It comes in a flash, a trigger, that takes me back……this young woman was me.
As I watched this beautiful ingénue putting on makeup for our shoot, I was transported back to my younger self when I was a “talent” in broadcast media. I cannot say whether it was visceral or something that jogged memory, but I recall every detail of that time and place.
When I described this experience to Lucy, she found herself drifting back immediately to the summer of 1967. Just a few words and she was engulfed in a swirl of memories as vivid as if she was there again. Here is her recollection:
“I was an apprentice at the Peterborough Players. A young girl madly in love with theatre and what I learned was, not only about acting, but that there was a world to discover, beyond the borders of the progressive Cambridge community in which I grew up.
For three summers, I lived on a small, insulated farm that has been fashioned into a theatre at the end of a dirt road. Magic happened nightly on stage and often in the post-performance rituals, sometime around midnight, when the actors gathered at an old dining table to share drunken meanderings, often a piece of poetry, a tearful apology or a stage worthy laugh. And so, it became my first understanding that family is what we make it to be.

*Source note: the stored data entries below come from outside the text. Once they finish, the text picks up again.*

PR #3058, opened 2026-06-19
fix(mobile): make Android climb reaction menu read as a raised M3 surface

marcodejongh:
## Screenshots (Android · dark)

| Before (reported) | After |
| --- | --- |
| Before | After |

_Captured on an Android emulator. After: per-row dividers removed, background dimmed back so the board grid recedes, the card sits on an M3 surface-container-high tone with a level-3 elevation cast, Material icon colors kept, icons 24dp._

---

## What & why

The climb long-press **reaction menu** looked weird on Android (reported with a screenshot). On iOS it's a frosted, clearly-floating card; on Android two platform-specific rendering problems flattened it:

1. **No backdrop blur on Android** — iOS draws a `BlurView`; Android only had a thin scrim (`rgba(0,0,0,0.5)`/`0.35`), so the colorful board-art grid and floating buttons bled through and the menu didn't read as a focused overlay.
2. **The card's M3 elevation cast was clipped** — the card passed `overflow:'hidden'` into `GlassSurface`, whose Material branch puts that style on the *same view* it paints the elevation cast on, so the Android shadow was clipped to nothing and the dark tonal card melted into the dim.

A Material 3 design panel reviewed the design: this centered, modal, scrim-dimming, non-anchored overlay is an **M3 dialog**, so the card should be `surface-container-high` + a `level3` cast on a scrim heavy enough (no blur) to recede the background.

## Changes (all in `ClimbReactionMenu.tsx`)

- **Un-clip the elevation cast** — drop `overflow:'hidden'` from the card style so the Material `level` cast renders. Rows are transparent, so nothing pokes past the rounded corners.
- **Raise the card** to `role="high" level="level3"` (was `base`/`level2`). Material-only props — iOS glass/blur ignore them.
- **Denser scrim on the no-blur path**, gated on `useEffectiveSurfaceMode()` (the axis `GlassSurface` itself switches on, so it also covers Material-on-iOS): dark = `overlays.scrim` (0.6), light = `0.4`. The iOS blur path keeps today's lighter tint, so **iOS is unchanged**.
- **Drop the per-row dividers** (`showSeparator={false}`) — M3 action lists and iOS context menus are dividerless.
- **Leading icons 22 → 24** (M3). **Material semantic icon colors kept** (green add / red heart / violet edit·share), per the requested scope.

No new tokens; no `variant === …` branching (CI guard); only platform branch stays `Platform.OS === 'ios'` for the `BlurView` host.

## Scope notes
Kept to changes that fix Android without altering the approved iOS look. Deliberately deferred (would change iOS or expand scope): corner radius xl→lg, routing motion through `theme.motion`, removing the iOS scrim-over-blur, 48dp Material rows, a dark-mode hairline outline, and the favorite-red WCAG fix in the shared `resolveActionColors` token. The hairline outline is a ready follow-up if reviewers want a crisper dark-mode card edge.

## Validation
- `vp run typecheck:mobile`, `vp run test:mobile` (2470 pass), `vp run check:mobile-bundle` — all green.
- Verified on an Android emulator (dark): dividers gone, background recedes, card reads as a distinct M3 surface, Material icon colors intact. Light mode not captured (emulator instability in the sandbox) but is the high-contrast case and the light scrim was tuned to 0.4 to avoid an "accidental dark mode."

### DIFF
--- a/packages/mobile/src/components/climb-actions/ClimbReactionMenu.tsx
+++ b/packages/mobile/src/components/climb-actions/ClimbReactionMenu.tsx
@@ -28,7 +28,8 @@ import { useGradeFormat } from '../../hooks/use-grade-format';
 import { useTheme } from '../../providers/theme-provider';
 import type { BoardConfig } from '../../providers/drawer-host-provider';
 import { springs, timing } from '../../theme/animations';
-import { spacing, borderRadius } from '../../theme/tokens';
+import { spacing, borderRadius, overlays } from '../../theme/tokens';
+import { useEffectiveSurfaceMode } from '../../hooks/use-effective-surface-mode';
 import { useClimbActions } from './use-climb-actions';
 
 type ClimbReactionMenuProps = {
@@ -86,6 +87,7 @@ export function ClimbReactionMenu({
   const insets = useSafeAreaInsets();
   const { width: windowWidth, height: windowHeight } = useWindowDimensions();
   const { formatGrade } = useGradeFormat();
+  const surfaceMode = useEffectiveSurfaceMode();
 
   const progress = useSharedValue(0);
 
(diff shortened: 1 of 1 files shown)


marcodejongh:
Superseded by #3941, which is green and ready for review. Not a rebase — the branch here is five weeks stale and the diff needed restructuring rather than conflict resolution.

**The diagnosis in this PR was right; the fix was at the wrong layer.** `GlassSurface.tsx` puts the consumer's `style` and `elevationStyle` on one and the same view, so *any* consumer passing `overflow: 'hidden'` clips its own Android cast away. Fixing it in `ClimbReactionMenu` left the shared primitive broken for everyone else. #3941 fixes `GlassSurface` itself — the cast stays on the unclipped outer view and the clip is hoisted onto an inner wrapper.

**And the change here is no longer safe as written.** This PR deletes `overflow: 'hidden'` from `menuCard` on the grounds that "rows are transparent, so nothing pokes past the rounded corners". That stopped being true: `main` has since added a `menuScrollFade` `LinearGradient` (absolutely positioned, near-opaque end stop) and the `InlinePlaylistPicker` view *inside* the card. Without the clip, both paint square corners over the card's rounded bottom edge. #3941 **keeps** the clip and makes `GlassSurface` cope with it.

Everything else here is carried over and extended: the `role="high" level="level3"` bump, the surface-mode scrim/blur gate, dividerless rows and 24dp icons. Plus what this PR was missing — the bottom fade is now derived from the card's tone instead of a hardcoded rgba that the role bump would have silently desynced, the `## Release Notes` section that was failing CI, the wrong `accessibilityLabel` on the dismiss scrim that @claude flagged on 2026-06-22, and tests (the suite here mocked `GlassSurface` to a bare `div`, so every single thing this PR changed was invisible to it).

The `pr-3058` OTA channel is stale — it was published against a five-week-old base. #3941 has its own `pr-3941` channel for device QA. Closing this in favour of that one.

PR #3060, opened 2026-06-19
fix(mobile): separate ActiveContextBar positioning from Reanimated entering animation (Android 16 touch-blocking)

marcodejongh:
## Problem

On Android 16 (Pixel 10), selecting any climb on the climb list screen made the screen completely unresponsive to scroll and touch input. Only left/right tab swiping, the queue modal, and split-screen mode would unblock it. Uninstall/reinstall didn't fix it; clearing storage and re-logging in did, but only until selecting the next climb.

**Root cause:** `ActiveContextBar` renders a Reanimated `Animated.View` with both `entering={FadeIn}` and `pointerEvents="box-none"` on the same element. On Android, Reanimated's `entering` animations ignore `pointerEvents` — the animated view absorbs all touch events regardless. Since `ActiveContextBar` is `position: 'absolute'` (mounted at the app root, outside the navigation Stack) with no explicit `top` or `height`, it can expand to cover the full screen above its `bottom` anchor, blocking the entire climb list.

This explains every observed symptom:
- **Frozen after selecting a climb**: `ActiveContextBar` mounts with `FadeIn`, Reanimated ignores `pointerEvents`
- **Queue modal still scrollable**: gorhom renders bottom sheets in a new native Android window
- **Left/right swipe still works**: tab gesture runs above the blocking view
- **Split-screen unblocks it**: window resize triggers layout recalculation, remounting the bar
- **Works on GrapheneOS Pixel 7**: different Android version, less aggressive behavior
- **Reinstall doesn't fix it**: triggered on every session the moment a climb is selected

## Fix

Separate concerns: the outer positioning shell is now a plain `View` (which correctly passes `pointerEvents="box-none"` through on all Android versions), and only the inner `Animated.View` runs the `FadeIn` entering animation. The inner view is content-sized with no absolute positioning, so even if Reanimated ignores its `pointerEvents`, it can only block touches over the visible bar area.

This is the same pattern already used correctly in `QueueAddedSnackbar` and `UndoWallChangeSnackbar`.

## Test plan

- [ ] Select a climb on Android 16 — climb list should remain scrollable and touch-responsive
- [ ] The `ActiveContextBar` fade-in animation should still play when a climb is first selected
- [ ] Queue modal, tab switching, and all other controls should work normally
- [ ] Pixel 7 / older Android versions should be unaffected
- [ ] All 2491 mobile tests pass, Metro bundle clean

https://claude.ai/code/session_01LPoqEUJrxgvn3koVDDjbat

### DIFF
--- a/packages/mobile/src/components/queue-control/ActiveContextBar.tsx
+++ b/packages/mobile/src/components/queue-control/ActiveContextBar.tsx
@@ -71,9 +71,13 @@ export function ActiveContextBar({
     ? (measuredTabBarHeight ?? bottomChrome.tabBarBottom) - TABBAR_SEAM_OVERLAP
     : bottomChrome.tabBarBottom + gapAboveTabBar;
 
+  // Outer shell: plain View so `pointerEvents="box-none"` is respected on Android.
+  // Reanimated's `entering` animations ignore pointerEvents on the animated view
+  // itself, causing the overlay to block all touches below it (Android 16 / API 36
+  // regresses this the hardest). The inner Animated.View is sized to its content
+  // so even without pointerEvents it only covers the visible bar. #5728
   return (
-    <Animated.View
-      entering={reduceMotion ? undefined : FadeIn.duration(timing.normal)}
+    <View
       pointerEvents="box-none"
       style={[
         styles.toolbar,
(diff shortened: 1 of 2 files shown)


marcodejongh:
## Android sanity screenshots

Tested on the headless x86_64 emulator (Android 16, API 36) against the local seeded dev backend.

**Climbs list — before selecting a climb**

Climbs list

**After selecting Moon Landing — `ActiveContextBar` visible above tab bar, list remains fully scrollable and interactive**

Climbs list with ActiveContextBar showing Moon Landing V3

The bar renders above the tab bar and passes touch events through to the climb rows (the `pointerEvents="box-none"` on the outer plain `View` is respected, unlike when it was on the `Animated.View` with `entering={FadeIn}`).

PR #3061, opened 2026-06-19
ci(mobile): gate native builds on the OTA fingerprint (build only when new)

marcodejongh:
## What

Self-hosted production OTA is live on `main`, so every mobile push to `main` fires **both** the ~60-min native builds (`ios-testflight-rn`, `android-apk-rn`) **and** the cheap OTA publish. For a JS/TS-only change the `runtimeVersion` fingerprint is unchanged, so installed binaries pull the new JS over the air and the native build is wasted.

This adds the self-hosted equivalent of Expo's `continuous-deploy-fingerprint`: each native workflow gets a cheap Linux **`gate` job** that resolves its platform fingerprint and **skips** the native build when a `fingerprint-<platform>-<hash>` tag already exists (OTA delivers the JS); otherwise it **builds** and, on a successful upload, **pushes that tag**. The OTA publish is unchanged — it still runs on every push.

## Why a wrong skip is impossible

The gate resolves on Linux, but the iOS binary is baked on macOS. A wrong skip would strand users on an old native binary, so rather than trust cross-OS fingerprint determinism for correctness:

- the **gate** checks the **Linux**-resolved fingerprint against existing tags;
- the **build job** re-resolves on its **own runner** and tags **that** value.

Tags therefore only ever hold build-OS fingerprints. If Linux and macOS ever disagree, the gate never finds a matching tag → iOS simply **always builds** (wasteful, safe), never a wrong skip. The build emits a `::warning::` when the two disagree so the degraded mode is visible. (Android builds on Linux like its gate, so they always agree.) This is strictly safer than Expo's action, which trusts cross-OS determinism for correctness.

## Key details

- **Workflow-level shared env.** The `EXPO_PUBLIC_*` / `EXPO_UPDATES_*` env (and Android's `GOOGLE_MAPS_API_KEY`) move to workflow level so the gate and build resolve a byte-identical fingerprint and can't drift. The gate writes the same `.env` the build does — **the `.env` is itself hashed into the fingerprint** (verified: iOS `9f9cc7b…` without `.env` vs `9b4c630…` with it).
- **Per-platform tags + env.** iOS resolves **without** `GOOGLE_MAPS_API_KEY`, Android **with** it — the key flips the Android fingerprint (`82cfb16…` vs `cdb7ea9…`), so the per-platform tags differ; a shared tag would be wrong.
- **Fail-safe.** A resolve failure builds. `workflow_dispatch` bypasses the tag check and always builds — for iOS that means dispatching on `main` (the iOS build is `main`-only by design, since it uploads to TestFlight); Android additionally builds from a feature-branch dispatch (artifact-only, matching its pre-existing behavior).
- **Idempotent / race-safe tag push.** A concurrent run that already pushed the tag is treated as success.
- **Android tags only on a full ship.** The `fingerprint-android-<hash>` tag is pushed only after the sideload APK release, the AAB build, and a Play upload that did not fail — so a failed AAB or flaky Play upload leaves no tag and the next push rebuilds and retries automatically.

## Tests / validation

- `scripts/mobile-ci-env-parity.test.ts` updated to read **workflow-level** env, plus new assertions that each native build resolves its platform fingerprint, tags it, and keeps the per-platform `GOOGLE_MAPS_API_KEY` split (iOS none, Android set). **14/14 pass.**
- `vp run typecheck` clean; `vp check` clean on all changed files; all three workflow YAMLs parse.
- Confirmed locally that `bunx expo-updates runtimeversion:resolve` emits JSON (`.runtimeVersion`), and that `.env` + `GOOGLE_MAPS_API_KEY` both move the fingerprint.

## Follow-up to verify after merge

- A JS-only commit → gate finds the existing fingerprint → both native builds skip (OTA-only).
- A native change → new fingerprint → builds run and push new `fingerprint-<platform>-<hash>` tags; a subsequent JS-only push skips again.
- One-time: confirm the Linux gate fingerprint equals the macOS-baked `EXUpdatesRuntimeVersion` (expected for this CNG project) so iOS savings actually land — safety doesn't depend on it.

Docs: `docs/mobile-ota-updates.md` gains a "Native-build gating" section (incl. manual overrides) and the item is removed from Deferred.

https://claude.ai/code/session_01ECKU2KefyLAzys1zByyPKp

### DIFF
--- a/.github/workflows/android-apk-rn.yml
+++ b/.github/workflows/android-apk-rn.yml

Were there times in my life when I was happier or more joyful? Of course, and the answers are obvious: birth of my children, falling in love with my husband, but, at the age of seventeen and on the cusp of womanhood, nothing was ever as sweet, as soulful, as life affirming. We are never at the moment again when it all starts for real.
I can still see the stars that hung low over the valley in Peterborough, remember the faint smell of roses, hear the sudden hush of the audience as the lights dim and the legendary three knocks on the proscenium wall to announce that the play has begun.”
Life has a way of making bargains with ourselves. I did not become an actress, although I think, had I been born some years later, the decision between having and raising children and a theatrical career could have been managed. But there is no going back and no trading the wonderful humans that I have raised for any other life choice.
There are moments of bliss from those days of our youth. I am so glad that mine still resonant and, in many ways, remind me that, if nothing else, the theater teaches us to listen, to be in the moment. Each of us come into the world with a potpourri of talent which comes in all colors, sizes and desires. Sally Stearns Brown….you are still here with me.
One of the treasures of growing older, is that we have a rich reservoir of experiences that touched us deeply and they are lying just below the surface waiting for a chance to remind us of the girl we once were. There is a sense of magic and wonder when memories flood back in such detail. These treasured details help us understand the road that got us to where we are today.
I am not clear how we can trigger these moments from the past, but I hope you do have the privilege of recall to your journey that brought you to who and where you are today.